_About this exercise_
All lines of the records below that contain the word "help" must be listed.

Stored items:
Issue #404, opened 2016-06-23
Plotly offline plotting option


mikeschaekermann:
I would love to have an option for using Plotly in offline mode so that I don't have to create a user account on Plotly and graphs do not automatically get uploaded to the Plotly cloud. On the one hand, I love Plotly and all its beautifully designed plotting functions, but on the other hand I cannot use it for some of the sensitive data that I am working with because this data may not be transferred to external servers.

Offline plotting in Plotly: https://plot.ly/python/getting-started/#initialization-for-offline-plotting

mzwiessele:
We are very happy to see people engaged in this. If you want to give it 
a shot, put up a pull request with the option, see

https://help.github.com/articles/fork-a-repo/
and
https://help.github.com/articles/creating-a-pull-request/

mzwiessele:
Any progress updates?

mikeschaekermann:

_Solution_
https://help.github.com/articles/fork-a-repo/
https://help.github.com/articles/creating-a-pull-request/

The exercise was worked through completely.